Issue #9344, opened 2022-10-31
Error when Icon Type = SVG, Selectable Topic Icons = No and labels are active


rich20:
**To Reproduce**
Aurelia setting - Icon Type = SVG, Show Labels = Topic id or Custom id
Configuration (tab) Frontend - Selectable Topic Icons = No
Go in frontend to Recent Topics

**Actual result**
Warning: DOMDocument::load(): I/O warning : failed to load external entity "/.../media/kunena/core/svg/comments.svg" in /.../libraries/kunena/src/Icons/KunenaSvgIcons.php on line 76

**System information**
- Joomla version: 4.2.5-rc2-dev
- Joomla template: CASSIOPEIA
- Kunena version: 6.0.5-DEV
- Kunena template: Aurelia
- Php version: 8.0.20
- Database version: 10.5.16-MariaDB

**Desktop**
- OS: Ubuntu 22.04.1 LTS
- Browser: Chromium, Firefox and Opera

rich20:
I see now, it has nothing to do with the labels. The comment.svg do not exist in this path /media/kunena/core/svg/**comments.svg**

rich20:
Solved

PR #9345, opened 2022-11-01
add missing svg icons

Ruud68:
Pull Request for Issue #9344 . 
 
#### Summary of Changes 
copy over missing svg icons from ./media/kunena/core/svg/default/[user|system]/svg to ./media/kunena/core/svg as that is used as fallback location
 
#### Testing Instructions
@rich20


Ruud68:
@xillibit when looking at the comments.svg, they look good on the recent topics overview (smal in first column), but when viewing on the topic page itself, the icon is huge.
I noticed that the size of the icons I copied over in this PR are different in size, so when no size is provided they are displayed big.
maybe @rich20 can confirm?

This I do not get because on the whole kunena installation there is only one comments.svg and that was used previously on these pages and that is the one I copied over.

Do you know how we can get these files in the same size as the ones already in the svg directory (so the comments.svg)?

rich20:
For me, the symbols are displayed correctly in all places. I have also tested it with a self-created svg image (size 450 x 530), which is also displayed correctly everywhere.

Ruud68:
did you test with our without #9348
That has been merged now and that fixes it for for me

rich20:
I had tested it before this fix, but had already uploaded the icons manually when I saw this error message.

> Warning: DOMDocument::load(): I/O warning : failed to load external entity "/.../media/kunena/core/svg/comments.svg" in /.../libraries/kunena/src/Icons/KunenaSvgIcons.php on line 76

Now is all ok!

==

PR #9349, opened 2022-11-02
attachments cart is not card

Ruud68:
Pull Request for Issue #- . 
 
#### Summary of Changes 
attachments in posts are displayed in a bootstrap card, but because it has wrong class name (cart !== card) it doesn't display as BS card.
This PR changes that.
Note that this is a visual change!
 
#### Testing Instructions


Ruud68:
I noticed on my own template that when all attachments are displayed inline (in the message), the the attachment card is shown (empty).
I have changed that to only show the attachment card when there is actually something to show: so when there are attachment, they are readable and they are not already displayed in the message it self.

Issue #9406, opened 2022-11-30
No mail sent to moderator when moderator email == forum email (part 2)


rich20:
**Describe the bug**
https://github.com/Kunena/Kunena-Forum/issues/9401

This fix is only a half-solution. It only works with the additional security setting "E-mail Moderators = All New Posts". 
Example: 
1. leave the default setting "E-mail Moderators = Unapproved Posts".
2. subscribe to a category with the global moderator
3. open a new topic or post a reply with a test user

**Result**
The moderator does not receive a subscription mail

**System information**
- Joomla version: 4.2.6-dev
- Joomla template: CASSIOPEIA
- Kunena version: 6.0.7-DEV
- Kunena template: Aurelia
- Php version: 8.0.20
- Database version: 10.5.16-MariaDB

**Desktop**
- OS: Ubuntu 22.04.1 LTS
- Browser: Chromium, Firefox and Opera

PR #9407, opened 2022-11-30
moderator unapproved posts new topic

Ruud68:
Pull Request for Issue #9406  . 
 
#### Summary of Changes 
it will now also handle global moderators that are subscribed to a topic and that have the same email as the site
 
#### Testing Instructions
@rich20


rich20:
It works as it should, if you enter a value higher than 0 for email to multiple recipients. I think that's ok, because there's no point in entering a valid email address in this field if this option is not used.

==

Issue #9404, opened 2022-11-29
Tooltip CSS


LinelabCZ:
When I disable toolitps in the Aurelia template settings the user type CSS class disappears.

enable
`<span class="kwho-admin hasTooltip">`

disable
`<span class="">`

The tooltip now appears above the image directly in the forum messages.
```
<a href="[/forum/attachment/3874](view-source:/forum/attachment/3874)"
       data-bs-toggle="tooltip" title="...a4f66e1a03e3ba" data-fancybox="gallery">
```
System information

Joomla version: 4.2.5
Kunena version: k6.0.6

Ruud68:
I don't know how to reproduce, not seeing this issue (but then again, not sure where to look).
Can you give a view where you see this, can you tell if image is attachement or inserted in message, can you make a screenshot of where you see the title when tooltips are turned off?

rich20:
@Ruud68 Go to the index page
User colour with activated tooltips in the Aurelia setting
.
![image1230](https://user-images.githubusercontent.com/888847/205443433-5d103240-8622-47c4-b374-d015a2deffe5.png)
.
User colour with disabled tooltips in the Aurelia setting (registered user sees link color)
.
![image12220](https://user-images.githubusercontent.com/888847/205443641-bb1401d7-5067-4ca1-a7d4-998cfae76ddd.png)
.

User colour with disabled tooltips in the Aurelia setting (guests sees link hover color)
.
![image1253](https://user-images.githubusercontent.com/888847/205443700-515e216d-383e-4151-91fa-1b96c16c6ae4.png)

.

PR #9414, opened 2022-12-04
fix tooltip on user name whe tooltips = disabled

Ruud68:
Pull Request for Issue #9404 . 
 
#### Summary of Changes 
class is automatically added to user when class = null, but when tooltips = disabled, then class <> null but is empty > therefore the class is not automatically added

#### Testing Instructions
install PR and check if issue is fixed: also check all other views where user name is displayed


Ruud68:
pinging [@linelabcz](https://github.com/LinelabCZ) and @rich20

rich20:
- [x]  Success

PROBLEM STATEMENT: Using the string "they" as the search term, count the lines of the data above that hold it and report that number alone.

ANSWER TO THIS TASK: 3